- INSTRUCTIONS FOR THE TASK -
Transcribe the data in full; each line must match exactly.

- THE DATA -
PR #75, opened 2017-08-14
grpc_ctxtags: Tagging on client streamed requests

suprememoocow:
This change provides the option for client streaming bidirectional requests to be used to tag the context. 

When enabled, the first incoming client streamed request is used to set the context tags. We use it for streamed requests such as this one: https://gitlab.com/gitlab-org/gitaly-proto/blob/master/ssh.proto#L9

It can be configured using the `grpc_ctxtags.WithFieldExtractorForInitialReq`  option. (I would love a suggestion for a better name, if you have one)

```golang
opts := []grpc_ctxtags.Option{
	grpc_ctxtags.WithFieldExtractorForInitialReq(grpc_ctxtags.CodeGenRequestFieldExtractor),
}
```

Thanks for such a fantastically helpful library!

### DIFF
--- a/tags/interceptors.go
+++ b/tags/interceptors.go
@@ -33,7 +33,7 @@ func StreamServerInterceptor(opts ...Option) grpc.StreamServerInterceptor {
 			wrappedStream.WrappedContext = newCtx
 			return handler(srv, wrappedStream)
 		}
-		wrapped := &wrappedStream{stream, info, o, newCtx}
+		wrapped := &wrappedStream{stream, info, o, newCtx, true}
 		err := handler(srv, wrapped)
 		return err
 	}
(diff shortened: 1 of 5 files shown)


tags/interceptors.go
```diff
@@ -56,7 +57,9 @@ func (w *wrappedStream) Context() context.Context {
 func (w *wrappedStream) RecvMsg(m interface{}) error {
 	err := w.ServerStream.RecvMsg(m)
 	// We only do log fields extraction on the single-reqest of a server-side stream.
-	if !w.info.IsClientStream {
+	if !w.info.IsClientStream || w.opts.requestFieldsFromInitial && w.initial {
+		w.initial = false
```
suprememoocow: Presumably `RecvMsg` will never be called concurrently for the same stream twice at the same time. If this assumption is incorrect, this may need rework.

mwitkow: No, it is called from the same goroutine as it is reading msgs from the stream. So it is safe.

suprememoocow:
@mwitkow polite ping. Any chance you're able to proceed through another round of review on this?

mwitkow:
Apologies, was a little bit swamped!

Looks good, thanks for addressing comments :)

suprememoocow:
> Apologies, was a little bit swamped!

No worries at all! Many thanks for the review and accepting the contribution @mwitkow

- ANSWER SPACE -
PR #75, opened 2017-08-14
grpc_ctxtags: Tagging on client streamed requests

suprememoocow:
This change provides the option for client streaming bidirectional requests to be used to tag the context. 

When enabled, the first incoming client streamed request is used to set the context tags. We use it for streamed requests such as this one: https://gitlab.com/gitlab-org/gitaly-proto/blob/master/ssh.proto#L9

It can be configured using the `grpc_ctxtags.WithFieldExtractorForInitialReq`  option. (I would love a suggestion for a better name, if you have one)

```golang
opts := []grpc_ctxtags.Option{
	grpc_ctxtags.WithFieldExtractorForInitialReq(grpc_ctxtags.CodeGenRequestFieldExtractor),
}
```

Thanks for such a fantastically helpful library!

### DIFF
--- a/tags/interceptors.go
+++ b/tags/interceptors.go
@@ -33,7 +33,7 @@ func StreamServerInterceptor(opts ...Option) grpc.StreamServerInterceptor {
 			wrappedStream.WrappedContext = newCtx
 			return handler(srv, wrappedStream)
 		}
-		wrapped := &wrappedStream{stream, info, o, newCtx}
+		wrapped := &wrappedStream{stream, info, o, newCtx, true}
 		err := handler(srv, wrapped)
 		return err
 	}
(diff shortened: 1 of 5 files shown)


tags/interceptors.go
```diff
@@ -56,7 +57,9 @@ func (w *wrappedStream) Context() context.Context {
 func (w *wrappedStream) RecvMsg(m interface{}) error {
 	err := w.ServerStream.RecvMsg(m)
 	// We only do log fields extraction on the single-reqest of a server-side stream.
-	if !w.info.IsClientStream {
+	if !w.info.IsClientStream || w.opts.requestFieldsFromInitial && w.initial {
+		w.initial = false
```
suprememoocow: Presumably `RecvMsg` will never be called concurrently for the same stream twice at the same time. If this assumption is incorrect, this may need rework.

mwitkow: No, it is called from the same goroutine as it is reading msgs from the stream. So it is safe.

suprememoocow:
@mwitkow polite ping. Any chance you're able to proceed through another round of review on this?

mwitkow:
Apologies, was a little bit swamped!

Looks good, thanks for addressing comments :)

suprememoocow:
> Apologies, was a little bit swamped!

No worries at all! Many thanks for the review and accepting the contribution @mwitkow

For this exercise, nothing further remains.